**YOUR TASK**
Starting with the first line of the records, write out each line exactly until you have included the line containing "## What was fixed".

**PROVIDED RECORDS**

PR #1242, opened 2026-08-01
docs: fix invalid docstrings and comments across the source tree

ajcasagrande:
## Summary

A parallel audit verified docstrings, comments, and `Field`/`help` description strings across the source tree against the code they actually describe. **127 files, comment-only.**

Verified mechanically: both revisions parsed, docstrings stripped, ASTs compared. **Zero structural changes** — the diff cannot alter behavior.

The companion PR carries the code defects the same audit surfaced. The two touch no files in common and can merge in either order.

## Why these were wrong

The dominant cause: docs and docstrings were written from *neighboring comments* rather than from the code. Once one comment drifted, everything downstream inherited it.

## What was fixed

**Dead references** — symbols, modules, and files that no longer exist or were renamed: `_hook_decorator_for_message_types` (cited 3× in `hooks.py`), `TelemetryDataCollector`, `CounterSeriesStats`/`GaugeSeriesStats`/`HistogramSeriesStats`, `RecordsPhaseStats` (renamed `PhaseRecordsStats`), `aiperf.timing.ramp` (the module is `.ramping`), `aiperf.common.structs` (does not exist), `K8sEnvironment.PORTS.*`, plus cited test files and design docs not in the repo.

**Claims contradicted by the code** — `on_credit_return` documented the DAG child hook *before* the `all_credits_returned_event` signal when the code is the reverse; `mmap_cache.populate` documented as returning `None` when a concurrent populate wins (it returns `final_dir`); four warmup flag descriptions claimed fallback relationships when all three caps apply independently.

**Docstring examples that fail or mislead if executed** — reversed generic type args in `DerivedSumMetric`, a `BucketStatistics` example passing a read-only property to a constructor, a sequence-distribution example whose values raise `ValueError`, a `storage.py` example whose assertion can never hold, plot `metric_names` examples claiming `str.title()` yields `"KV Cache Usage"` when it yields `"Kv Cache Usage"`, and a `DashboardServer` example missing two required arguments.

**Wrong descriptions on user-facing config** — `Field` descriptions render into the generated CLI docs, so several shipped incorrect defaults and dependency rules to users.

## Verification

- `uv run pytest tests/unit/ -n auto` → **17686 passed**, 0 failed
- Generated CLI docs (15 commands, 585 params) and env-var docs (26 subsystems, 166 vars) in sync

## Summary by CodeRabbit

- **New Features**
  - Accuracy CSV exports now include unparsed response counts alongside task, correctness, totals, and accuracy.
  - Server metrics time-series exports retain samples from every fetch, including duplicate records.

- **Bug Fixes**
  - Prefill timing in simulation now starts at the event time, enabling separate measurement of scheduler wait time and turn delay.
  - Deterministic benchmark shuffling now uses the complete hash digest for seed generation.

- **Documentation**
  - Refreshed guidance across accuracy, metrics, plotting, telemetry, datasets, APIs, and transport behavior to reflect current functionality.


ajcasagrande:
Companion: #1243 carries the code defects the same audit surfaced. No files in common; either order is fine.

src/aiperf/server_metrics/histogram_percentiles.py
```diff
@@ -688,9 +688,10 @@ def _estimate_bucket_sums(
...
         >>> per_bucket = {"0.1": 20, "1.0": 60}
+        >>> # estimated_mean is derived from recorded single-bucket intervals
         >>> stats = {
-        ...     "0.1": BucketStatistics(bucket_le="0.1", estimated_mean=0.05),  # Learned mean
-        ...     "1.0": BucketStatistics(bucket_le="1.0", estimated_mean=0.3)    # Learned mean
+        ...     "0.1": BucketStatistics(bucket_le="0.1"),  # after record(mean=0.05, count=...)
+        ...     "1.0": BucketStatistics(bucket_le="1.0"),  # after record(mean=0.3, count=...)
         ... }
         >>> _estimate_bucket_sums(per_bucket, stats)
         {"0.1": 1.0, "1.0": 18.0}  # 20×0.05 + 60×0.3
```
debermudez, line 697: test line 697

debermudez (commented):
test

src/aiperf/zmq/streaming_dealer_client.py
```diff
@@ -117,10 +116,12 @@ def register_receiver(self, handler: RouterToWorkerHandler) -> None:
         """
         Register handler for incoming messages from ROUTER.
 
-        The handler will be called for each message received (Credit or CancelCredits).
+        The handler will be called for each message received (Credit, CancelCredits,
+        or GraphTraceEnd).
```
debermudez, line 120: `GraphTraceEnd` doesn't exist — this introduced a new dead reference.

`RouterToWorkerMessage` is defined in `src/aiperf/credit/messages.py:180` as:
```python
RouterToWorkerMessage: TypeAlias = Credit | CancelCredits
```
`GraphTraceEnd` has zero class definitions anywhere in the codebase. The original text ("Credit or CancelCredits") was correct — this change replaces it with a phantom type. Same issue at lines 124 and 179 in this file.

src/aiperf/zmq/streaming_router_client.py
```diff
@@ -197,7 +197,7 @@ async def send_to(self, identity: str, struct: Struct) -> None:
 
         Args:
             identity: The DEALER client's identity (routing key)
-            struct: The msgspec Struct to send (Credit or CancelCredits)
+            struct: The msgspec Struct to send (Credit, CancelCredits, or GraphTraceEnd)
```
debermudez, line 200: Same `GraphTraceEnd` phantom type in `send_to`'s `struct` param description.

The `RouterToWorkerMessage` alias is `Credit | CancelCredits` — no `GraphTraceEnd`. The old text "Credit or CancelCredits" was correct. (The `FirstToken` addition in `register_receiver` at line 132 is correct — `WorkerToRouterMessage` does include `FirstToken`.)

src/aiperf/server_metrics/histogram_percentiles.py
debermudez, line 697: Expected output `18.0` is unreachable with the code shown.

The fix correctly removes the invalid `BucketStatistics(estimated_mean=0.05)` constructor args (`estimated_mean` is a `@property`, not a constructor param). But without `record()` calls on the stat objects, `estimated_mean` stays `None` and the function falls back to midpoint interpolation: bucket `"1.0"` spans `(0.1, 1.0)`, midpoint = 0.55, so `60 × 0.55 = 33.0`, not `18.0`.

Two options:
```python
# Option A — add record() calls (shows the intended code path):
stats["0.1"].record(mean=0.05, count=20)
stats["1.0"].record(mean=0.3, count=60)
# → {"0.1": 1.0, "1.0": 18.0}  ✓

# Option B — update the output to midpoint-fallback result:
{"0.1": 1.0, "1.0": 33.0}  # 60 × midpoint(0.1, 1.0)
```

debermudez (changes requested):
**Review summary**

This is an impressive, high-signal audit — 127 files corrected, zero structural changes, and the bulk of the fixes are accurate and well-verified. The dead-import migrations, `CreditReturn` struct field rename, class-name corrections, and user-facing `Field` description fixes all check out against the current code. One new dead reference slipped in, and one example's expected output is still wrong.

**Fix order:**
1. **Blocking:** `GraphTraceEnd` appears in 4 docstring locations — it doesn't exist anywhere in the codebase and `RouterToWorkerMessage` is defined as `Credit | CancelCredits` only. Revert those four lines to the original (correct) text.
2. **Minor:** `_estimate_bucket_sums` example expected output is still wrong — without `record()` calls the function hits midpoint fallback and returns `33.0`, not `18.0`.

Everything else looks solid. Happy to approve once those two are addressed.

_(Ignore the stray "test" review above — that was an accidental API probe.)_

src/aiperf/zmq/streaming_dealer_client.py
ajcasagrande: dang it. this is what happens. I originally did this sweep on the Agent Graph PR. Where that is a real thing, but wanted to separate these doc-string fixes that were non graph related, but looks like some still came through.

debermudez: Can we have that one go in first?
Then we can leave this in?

**OUTPUT**
PR #1242, opened 2026-08-01
docs: fix invalid docstrings and comments across the source tree

ajcasagrande:
## Summary

A parallel audit verified docstrings, comments, and `Field`/`help` description strings across the source tree against the code they actually describe. **127 files, comment-only.**

Verified mechanically: both revisions parsed, docstrings stripped, ASTs compared. **Zero structural changes** — the diff cannot alter behavior.

The companion PR carries the code defects the same audit surfaced. The two touch no files in common and can merge in either order.

## Why these were wrong

The dominant cause: docs and docstrings were written from *neighboring comments* rather than from the code. Once one comment drifted, everything downstream inherited it.

## What was fixed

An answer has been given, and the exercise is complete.